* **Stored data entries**
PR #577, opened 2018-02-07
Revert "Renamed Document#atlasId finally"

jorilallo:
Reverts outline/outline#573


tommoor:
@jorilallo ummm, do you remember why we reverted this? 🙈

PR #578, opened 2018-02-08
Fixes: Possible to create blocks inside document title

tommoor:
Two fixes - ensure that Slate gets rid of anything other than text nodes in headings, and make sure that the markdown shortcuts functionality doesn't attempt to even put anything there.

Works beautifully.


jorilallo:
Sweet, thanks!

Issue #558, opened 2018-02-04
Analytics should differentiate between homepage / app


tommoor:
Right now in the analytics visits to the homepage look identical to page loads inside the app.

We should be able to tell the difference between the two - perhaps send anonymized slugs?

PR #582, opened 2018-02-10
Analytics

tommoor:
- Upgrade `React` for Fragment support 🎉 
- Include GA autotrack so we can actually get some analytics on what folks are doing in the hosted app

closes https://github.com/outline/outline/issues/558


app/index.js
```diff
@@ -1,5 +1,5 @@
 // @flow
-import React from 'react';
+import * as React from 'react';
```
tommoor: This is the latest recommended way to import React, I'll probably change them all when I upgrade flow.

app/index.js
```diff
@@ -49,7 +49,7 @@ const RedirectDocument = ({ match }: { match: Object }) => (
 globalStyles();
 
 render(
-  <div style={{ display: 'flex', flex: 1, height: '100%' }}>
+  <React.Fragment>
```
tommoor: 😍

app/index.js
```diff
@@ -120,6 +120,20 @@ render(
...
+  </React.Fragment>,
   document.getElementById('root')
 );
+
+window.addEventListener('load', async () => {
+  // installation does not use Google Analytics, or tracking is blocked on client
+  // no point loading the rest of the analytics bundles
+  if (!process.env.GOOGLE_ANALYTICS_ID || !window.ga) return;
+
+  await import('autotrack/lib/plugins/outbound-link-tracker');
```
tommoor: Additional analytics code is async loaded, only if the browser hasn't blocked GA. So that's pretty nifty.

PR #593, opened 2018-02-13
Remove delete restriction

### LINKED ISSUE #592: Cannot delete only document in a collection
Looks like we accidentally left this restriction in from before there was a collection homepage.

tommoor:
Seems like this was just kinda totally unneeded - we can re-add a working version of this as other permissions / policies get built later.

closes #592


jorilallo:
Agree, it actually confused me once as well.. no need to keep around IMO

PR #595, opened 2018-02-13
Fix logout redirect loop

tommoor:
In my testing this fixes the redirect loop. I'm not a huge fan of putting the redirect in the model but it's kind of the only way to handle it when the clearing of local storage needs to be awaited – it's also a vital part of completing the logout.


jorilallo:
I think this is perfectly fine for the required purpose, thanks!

...

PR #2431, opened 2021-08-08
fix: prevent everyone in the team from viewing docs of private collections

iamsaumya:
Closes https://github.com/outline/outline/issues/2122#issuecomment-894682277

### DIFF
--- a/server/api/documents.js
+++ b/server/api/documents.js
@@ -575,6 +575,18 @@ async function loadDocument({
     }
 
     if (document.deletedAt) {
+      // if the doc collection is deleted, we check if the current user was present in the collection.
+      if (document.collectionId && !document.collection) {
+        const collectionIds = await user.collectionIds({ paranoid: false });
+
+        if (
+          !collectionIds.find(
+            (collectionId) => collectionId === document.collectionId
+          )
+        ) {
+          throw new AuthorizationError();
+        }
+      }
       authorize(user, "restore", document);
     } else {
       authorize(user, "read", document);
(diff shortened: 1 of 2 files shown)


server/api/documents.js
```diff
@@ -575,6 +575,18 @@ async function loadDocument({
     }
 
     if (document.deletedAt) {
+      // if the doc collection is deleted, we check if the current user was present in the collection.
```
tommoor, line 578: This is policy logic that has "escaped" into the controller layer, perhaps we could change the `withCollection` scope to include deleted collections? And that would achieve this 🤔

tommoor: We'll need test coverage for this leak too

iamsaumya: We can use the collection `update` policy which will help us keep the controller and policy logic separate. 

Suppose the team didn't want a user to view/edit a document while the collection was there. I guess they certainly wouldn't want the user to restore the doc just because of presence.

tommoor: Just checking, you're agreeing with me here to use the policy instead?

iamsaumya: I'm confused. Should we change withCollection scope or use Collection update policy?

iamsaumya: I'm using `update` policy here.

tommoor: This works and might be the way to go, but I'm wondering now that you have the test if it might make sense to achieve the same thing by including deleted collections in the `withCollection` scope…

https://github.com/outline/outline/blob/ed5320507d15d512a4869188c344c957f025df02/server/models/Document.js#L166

* **EXERCISE DESCRIPTION**
All that is wanted is a faithful reproduction of the line above with "Fix logout redirect loop", the line with "I think this", and every line in between.

* **TASK OUTPUT**
Fix logout redirect loop

tommoor:
In my testing this fixes the redirect loop. I'm not a huge fan of putting the redirect in the model but it's kind of the only way to handle it when the clearing of local storage needs to be awaited – it's also a vital part of completing the logout.


jorilallo:
I think this is perfectly fine for the required purpose, thanks!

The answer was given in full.